Я был в лачуге старухи Долорес. У нее черные глаза и ослепительно белые волосы. Она вырастила двух сыновей, соля слезами жесткий испанский хлеб. У нее было свое ремесло: она обмывала покойников. Когда умирал майор королевской армии, звали старуху Долорес. Ее всегда звали "старухой": она поседела, когда ей не было тридцати, в сорок она согнулась, как маслина, сбитая морским ветром. Старуха Долорес мыла желтое тело покойника. Потом труп одевали в парадный мундир. Мертвый майор лежал в соборе, среди святых с женскими кудрями, среди звона, лилий и тления. Старуха Долорес мыла сотни тел, изъеденных язвами, вспухших от водянки, иссохших и похожих на птичьи скелеты. Она отсчитывала медяки и варила детям горох. Был октябрьский день. В лачугу старухи Долорес вошли легионеры. Хуана они убили на месте. Младшего - Пепе - они долго гоняли по крутым холмам. Они застрелили его в оранжерее, среди битого стекла и роз.
Старуха Долорес сидела на койке, когда дверь раскрылась и вошел легионер. Она выпрямилась, выпростала свои костлявые руки и закричала: "Не гляди, что старуха!.. Я рожать буду!.. Новых! Другие родят! Мы вас перебьем!"
Старуха Долорес сказала мне: "Он сперва замахнулся.

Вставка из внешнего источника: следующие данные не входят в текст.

Issue #528, opened 2018-09-01
cmake.copyCompileCommands didn't work correctly;


skatebill:
### Brief Issue Summary

cmake.copyCompileCommands works incorrectly;

### Expected:

1. Set "cmake.copyCompileCommands" to "${workspaceRoot}/compile_commands.json"
2. compile project
3. compile_commands.json copied to the WorkspaceRootFolder 

### Apparent Behavior:

the compile_commands.json didn't appear at WorkspaceRootFolder 
instead it is copied to 
[[AppData\Local\Programs\Microsoft VS Code\\${workspaceRoot}\compile_commands.json]]
yes the Foldername is "${workspaceRoot}"
![image](https://user-images.githubusercontent.com/4061585/44944857-b38ef380-ae10-11e8-9d4d-47f06e21c109.png)

### CMake Tools Log

[cmake] Configuring done
[cmake] Generating done

### Platform and Versions

- **Operating System**: [[Windows]]
- **CMake Version**: [[3.12.1]]
- **VSCode Version**: [[1.26.1]]
- **CMake Tools Extension Version**: [[1.1.1]]
- **Compiler/Toolchain**: [[Clang 8.0.0 for MSVC]]

### Other Notes/Information

I Checked the sourcecode of cmake-tools

I believe the problem is the copyCompileCommands did'n expand
[cmake-tools.ts](https://github.com/vector-of-bool/vscode-cmake-tools/blob/develop/src/cmake-tools.ts)
at line 468
```javascript
const copy_dest = this.workspaceContext.config.copyCompileCommands;
```
without calling the expand.expandString function like
![image](https://user-images.githubusercontent.com/4061585/44944865-d5887600-ae10-11e8-8cca-036208a72cf8.png)

vector-of-bool:
Sorry for the delay.

That's embarrassing. I'll take a look at it.

zorg93:
This can be closed now

PR #591, opened 2018-11-24
bugfix copyCompileCommands

zorg93:
## This change addresses item #528


vector-of-bool:
Sorry. That lint failure is my fault. Give me a moment.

Он здесь стоял - где ты. Потом бросил ружье. Я спросила: "Что ты стоишь?" Он не ответил. Я поставила миску на стол: "Ешь, собака!" Он стал хлебать. Потом я сказала: "Уходи". Он не уходил. Он валялся у меня в ногах. Потом он ушел, а ружья не взял. Я закопала. Когда наши вышли из тюрьмы, я отнесла ружье в комитет. Я сказала: "Научите меня стрелять. Мы их перебьем, всех перебьем!"
Старуха Долорес подняла сухую руку, сжала пальцы в кулак и что-то прокричала среди тишины дождливого вечера.